Stored entries:
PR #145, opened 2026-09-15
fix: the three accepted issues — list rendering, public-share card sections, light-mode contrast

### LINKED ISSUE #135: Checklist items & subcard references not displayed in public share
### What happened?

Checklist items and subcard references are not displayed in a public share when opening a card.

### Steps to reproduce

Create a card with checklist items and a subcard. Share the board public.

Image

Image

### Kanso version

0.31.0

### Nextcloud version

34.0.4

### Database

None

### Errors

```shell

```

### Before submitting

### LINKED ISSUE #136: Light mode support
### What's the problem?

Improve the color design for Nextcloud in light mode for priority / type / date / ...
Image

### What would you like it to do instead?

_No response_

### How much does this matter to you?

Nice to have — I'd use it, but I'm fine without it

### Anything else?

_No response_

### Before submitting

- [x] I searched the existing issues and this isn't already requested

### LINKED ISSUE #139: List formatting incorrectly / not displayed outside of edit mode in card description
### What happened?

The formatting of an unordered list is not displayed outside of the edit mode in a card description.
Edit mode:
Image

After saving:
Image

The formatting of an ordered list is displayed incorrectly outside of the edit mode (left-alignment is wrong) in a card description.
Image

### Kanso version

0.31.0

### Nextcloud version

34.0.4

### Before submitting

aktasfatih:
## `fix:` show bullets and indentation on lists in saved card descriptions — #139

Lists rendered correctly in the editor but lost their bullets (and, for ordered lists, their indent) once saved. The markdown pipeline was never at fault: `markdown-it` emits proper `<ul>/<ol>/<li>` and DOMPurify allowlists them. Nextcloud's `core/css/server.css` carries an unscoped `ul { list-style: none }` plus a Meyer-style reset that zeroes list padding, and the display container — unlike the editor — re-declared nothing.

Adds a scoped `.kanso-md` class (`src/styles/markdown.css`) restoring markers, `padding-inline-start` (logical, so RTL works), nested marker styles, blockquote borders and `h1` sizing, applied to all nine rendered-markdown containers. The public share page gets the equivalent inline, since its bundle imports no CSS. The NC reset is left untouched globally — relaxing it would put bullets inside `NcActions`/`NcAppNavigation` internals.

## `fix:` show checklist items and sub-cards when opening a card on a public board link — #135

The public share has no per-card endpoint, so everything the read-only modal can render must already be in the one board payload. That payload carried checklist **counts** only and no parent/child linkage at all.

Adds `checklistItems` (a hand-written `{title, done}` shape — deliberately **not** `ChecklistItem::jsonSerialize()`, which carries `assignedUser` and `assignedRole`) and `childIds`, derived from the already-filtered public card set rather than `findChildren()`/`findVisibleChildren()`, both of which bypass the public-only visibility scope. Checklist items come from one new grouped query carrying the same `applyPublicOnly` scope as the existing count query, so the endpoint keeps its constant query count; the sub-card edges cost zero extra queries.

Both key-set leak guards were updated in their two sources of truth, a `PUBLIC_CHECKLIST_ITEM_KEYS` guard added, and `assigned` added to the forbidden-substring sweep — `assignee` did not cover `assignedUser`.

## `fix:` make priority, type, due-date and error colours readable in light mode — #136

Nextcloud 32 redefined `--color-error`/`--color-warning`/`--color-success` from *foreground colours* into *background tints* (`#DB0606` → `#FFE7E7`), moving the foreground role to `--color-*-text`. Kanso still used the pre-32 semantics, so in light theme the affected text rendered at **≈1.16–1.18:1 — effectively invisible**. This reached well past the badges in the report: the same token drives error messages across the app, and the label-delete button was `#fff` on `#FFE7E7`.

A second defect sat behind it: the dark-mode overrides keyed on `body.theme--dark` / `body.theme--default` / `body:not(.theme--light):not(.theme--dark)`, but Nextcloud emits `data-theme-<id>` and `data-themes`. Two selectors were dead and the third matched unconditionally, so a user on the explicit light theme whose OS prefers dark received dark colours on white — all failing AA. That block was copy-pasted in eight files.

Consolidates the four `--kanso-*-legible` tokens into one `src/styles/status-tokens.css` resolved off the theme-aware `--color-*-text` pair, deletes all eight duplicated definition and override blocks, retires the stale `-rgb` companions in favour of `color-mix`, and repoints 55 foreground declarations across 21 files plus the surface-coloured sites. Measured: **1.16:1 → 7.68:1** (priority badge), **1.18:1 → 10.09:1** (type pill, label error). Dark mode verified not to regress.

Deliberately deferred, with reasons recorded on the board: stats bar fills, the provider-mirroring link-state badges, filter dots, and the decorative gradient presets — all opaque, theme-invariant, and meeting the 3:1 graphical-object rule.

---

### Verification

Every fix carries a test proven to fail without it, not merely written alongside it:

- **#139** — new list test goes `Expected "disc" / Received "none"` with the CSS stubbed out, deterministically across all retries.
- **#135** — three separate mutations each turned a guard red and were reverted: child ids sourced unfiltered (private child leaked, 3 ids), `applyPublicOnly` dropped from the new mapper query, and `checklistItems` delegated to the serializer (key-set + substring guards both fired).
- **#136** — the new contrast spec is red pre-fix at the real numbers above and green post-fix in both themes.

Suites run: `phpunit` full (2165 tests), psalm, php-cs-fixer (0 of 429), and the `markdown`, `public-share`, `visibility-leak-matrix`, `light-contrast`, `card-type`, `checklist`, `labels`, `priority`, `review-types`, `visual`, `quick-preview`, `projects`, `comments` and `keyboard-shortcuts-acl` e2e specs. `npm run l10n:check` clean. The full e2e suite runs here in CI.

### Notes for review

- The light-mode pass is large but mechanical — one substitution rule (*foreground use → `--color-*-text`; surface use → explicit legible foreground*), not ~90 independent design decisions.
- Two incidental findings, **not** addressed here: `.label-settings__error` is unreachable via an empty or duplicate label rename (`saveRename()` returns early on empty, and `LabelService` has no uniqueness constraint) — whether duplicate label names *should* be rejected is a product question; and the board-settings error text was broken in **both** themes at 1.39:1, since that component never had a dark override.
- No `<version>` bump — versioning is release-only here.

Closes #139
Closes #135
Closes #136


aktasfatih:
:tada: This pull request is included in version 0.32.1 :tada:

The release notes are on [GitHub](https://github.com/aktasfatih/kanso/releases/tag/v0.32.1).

— THE PROBLEM —
Give back exactly the lines above starting at the line where "- [x] I searched" appears and ending at the line where "link — #135" appears, both included, with no other lines.

— RESULT OF THIS TASK —
- [x] I searched the existing issues and this isn't already requested

### LINKED ISSUE #139: List formatting incorrectly / not displayed outside of edit mode in card description
### What happened?

The formatting of an unordered list is not displayed outside of the edit mode in a card description.
Edit mode:
Image

After saving:
Image

The formatting of an ordered list is displayed incorrectly outside of the edit mode (left-alignment is wrong) in a card description.
Image

### Kanso version

0.31.0

### Nextcloud version

34.0.4

### Before submitting

aktasfatih:
## `fix:` show bullets and indentation on lists in saved card descriptions — #139

Lists rendered correctly in the editor but lost their bullets (and, for ordered lists, their indent) once saved. The markdown pipeline was never at fault: `markdown-it` emits proper `<ul>/<ol>/<li>` and DOMPurify allowlists them. Nextcloud's `core/css/server.css` carries an unscoped `ul { list-style: none }` plus a Meyer-style reset that zeroes list padding, and the display container — unlike the editor — re-declared nothing.

Adds a scoped `.kanso-md` class (`src/styles/markdown.css`) restoring markers, `padding-inline-start` (logical, so RTL works), nested marker styles, blockquote borders and `h1` sizing, applied to all nine rendered-markdown containers. The public share page gets the equivalent inline, since its bundle imports no CSS. The NC reset is left untouched globally — relaxing it would put bullets inside `NcActions`/`NcAppNavigation` internals.

## `fix:` show checklist items and sub-cards when opening a card on a public board link — #135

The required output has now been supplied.